The method described in the examples above involves inserting Ueno or a chip into a CVD chamber, introducing CVD gas or oxygen to a certain pressure, and then irradiating it with a laser to form wiring, an insulating film, or an oxide film. , introduction of CVD gas or oxygen, and evacuation are repeated several times to form necessary wiring (including an insulating film).

In addition to this, you can also use Ueno or chips.
Insert it into a VD chamber, and while evacuating the chamber to normal pressure, spray CVD gas or oxygen with a nozzle, etc., then irradiate it with laser and wire.

An insulating film or an oxide film can be formed.

In this case, the wiring and insulating film can be switched simply by changing the type of gas blown out by operating the valve. (The time required for switching is short, but a lot of CVD gas is wasted.

) Of course, except for time and CVD gas waterfall*i, the obtained effects are the same.

Note that what has been described as CVD gas so far means a mixed gas of a reaction gas and a buffer used as necessary.

In addition, even when the intersecting wirings are made of different materials (for example, the lower layer is polycrystalline SL wiring and the upper layer phantom wiring), and even when different lasers are used to form each of the intersecting wirings and the insulating layer, Included in the present invention.

〔Effect of the invention〕

According to the present invention, it is possible to connect arbitrary locations on an LSI chip while crossing a plurality of wires without short-circuiting them, so that if a defect exists in a semiconductor device, the defective location can be reliably identified. Furthermore, even when repairing to ensure perfect operation, there is virtually no limit to the number of defects in the wiring.

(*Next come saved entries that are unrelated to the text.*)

PR #1930, opened 2025-03-31
DON-1128: Start displaying mandate cancellation form while mandate lo…

bdsl:
…ading

Previously none of the form displayed until the mandate was returned from the server, meaning we only showed the header and footer of the page in that time. Although I had anticipated that the component would be delayed loading until the resolver resolves the mandate, that didn't really happen as the resolver was only returning an observable of the mandate, not the mandate itself.

There must be something built in to Angular that's implicitly unwrapping the observable so we can use the mandate on this page.

I wasn't sure what the best way to fix this was and ended up being a bit indecsive. The solution here is to display a lot more of the page before the mandate is loaded, so that users get a better idea of what's happening and can start to understand the new context while they wait for loading to finish. If the mandate doesn't load within 1 second then I also show a placeholder title and a spinner. I didn't want to go the effort of building a full skelton UI.

Although this improves the Cancel Mandate page I think we still have the same issue on the View Mandate page - so would be worth discussing how to deal with this type of issue generally on the site.

Othere options I looked at were:

-  Making the observable return a promise of a mandate instead of an observable. This has the advantage of fully stopping the loading of the component page until the mandate is there, so we don't have to handle the case of it not being loaded within the component. Would simplify things especially if we used that pattern on several pages. But it has the problem that there is no visible indication of loading - the URI doesn't update while waiting for the resolve as we use the default 'deferred'  urlUpdateStrategy, not 'eager'. If we wanted to use this method I think we'd also need to create a visible loading indication in the App component, maybe with something like https://blog.angular-university.io/angular-loading-indicator/ . It might need to be built into the main menu component.

- Caching the mandate so we don't have to wait for it to load. We might want to do something similar to how the CampaignResolver uses an inject TransferState (although this wouldn't be transferred from the server) to cache copies of Campaigns, or maybe something more like how DonationService stores donation data in local storage (although I think storage attached to the Window object is probably enough for mandates, we don't to use Local Storage). This has a risk of showing outdated mandate details if we don't get it quite right. I tried using a record mapping mandate IDs observables with the shareReplay pipe in the Mandate service to do something like this, but didn't quite get it to work. But that is why links between two mandate pages now use routerLink instead of href - href links destroy service state, which routerLinks don't.

### DIFF
--- a/src/app/cancel-mandate/cancel-mandate.component.ts
+++ b/src/app/cancel-mandate/cancel-mandate.component.ts
@@ -54,8 +54,6 @@ export class CancelMandateComponent implements OnInit, OnDestroy {
 
   ngOnInit() {
     this.mandateSubscription = this.mandate$.subscribe(mandate => {
-      console.log({mandate});
-
       if (mandate.status === 'cancelled') {
         void this.router.navigateByUrl(`/my-account/regular-giving/${mandate.id}`)
         return;
--- a/src/app/cancel-mandate/cancel-mandate.component.ts
+++ b/src/app/cancel-mandate/cancel-mandate.component.ts
@@ -1,18 +1,19 @@
 import {Component, inject, OnDestroy, OnInit, PLATFORM_ID} from '@angular/core';
-import {ActivatedRoute, Router} from '@angular/router';
+import {ActivatedRoute, Router, RouterLink} from '@angular/router';
 import {ComponentsModule} from '@biggive/components-angular';
 import {Mandate} from "../mandate.model";
 import {MoneyPipe} from '../money.pipe';
 import {OrdinalPipe} from '../ordinal.pipe';
 import {FormControl, FormGroup, FormsModule, ReactiveFormsModule, Validators} from '@angular/forms';
 import {MatInput} from '@angular/material/input';
-import {isPlatformBrowser} from '@angular/common';
+import {AsyncPipe, isPlatformBrowser} from '@angular/common';
 import {PageMetaService} from '../page-meta.service';
 import {RegularGivingService} from '../regularGiving.service';
 import {BackendError, errorDescription} from '../backendError';
 import {Toast} from '../toast.service';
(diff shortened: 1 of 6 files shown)


bdsl:
Screencast with an artificial 2 second pause added on the server to simulate a slow connection or very busy server:

[Screencast from 2025-03-31 19-02-52.webm](https://github.com/user-attachments/assets/dfa3966a-1d5e-4ac0-b82d-9b00985e6e72)


Screencast with no artificial pause:

[Screencast from 2025-03-31 19-04-30.webm](https://github.com/user-attachments/assets/603e0024-bc8d-4147-8758-380f68a8953b)

And for comparison previous version of frontend with the 2s artificial pause on server:

[Screencast from 2025-03-31 19-08-05.webm](https://github.com/user-attachments/assets/e4d9ac1d-fb77-404a-a1a3-a2550f63d21b)

src/app/cancel-mandate/cancel-mandate.component.ts
```diff
@@ -45,30 +49,36 @@ export class CancelMandateComponent implements OnInit, OnDestroy {
...
   }
 
   ngOnInit() {
-    if (this.mandate.status === 'cancelled') {
-      void this.router.navigateByUrl(`/my-account/regular-giving/${this.mandate.id}`)
-      return;
-    }
+    this.mandateSubscription = this.mandate$.subscribe(mandate => {
+      console.log({mandate});
+
```
NoelLH, line 58:
```suggestion
```

NoelLH (dismissed):
I think this approach looks good for now.

I think we should be using `routerLink` as standard where it is a straightforward choice anyway, so I'm not sure I understand the benefit of the local caching option. It seems that apart from this specific navigation, we would likely nearly always need to check for the latest state of the Mandate before proceeding.

I've replied more about the general case of avoiding full page loads in Jira.

PR #1936, opened 2025-04-08
Id 47 email verification patch donor info earlier

bdsl:


src/app/donation-start/donation-start-form/donation-start-form.component.ts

[Brief explanation of drawings]

FIG. 1 is a diagram for explaining the procedure of the laser processing method of the present invention, and FIG. 2 is a diagram for explaining the procedure of another embodiment. 1...S=substrate, 2...5LO2 film, 5...wiring layer, 4...passivation film, 5...CVD gas for depositing wiring material, 6...window Part, 7... Laser light, 8.11... Additional wiring, 10... Insulating film, 1
3... Oxide film. , 7 => Representative Patent Attorney Katsuo Ogawa -, 7' No. 1
Figure 2

Claims (1)

Claims: 1. A wiring method for a semiconductor device, characterized in that wiring is formed on the surface of the semiconductor device by laser CVD, and an insulating film is locally formed between the crossing wirings. 2. The wiring method for a semiconductor device according to claim 1, wherein the insulating film is locally formed by laser CVD. 3. The method for adding wires to a semiconductor device according to claim 1, wherein one surface of the intersecting wires is oxidized by laser heating in an oxidizing atmosphere.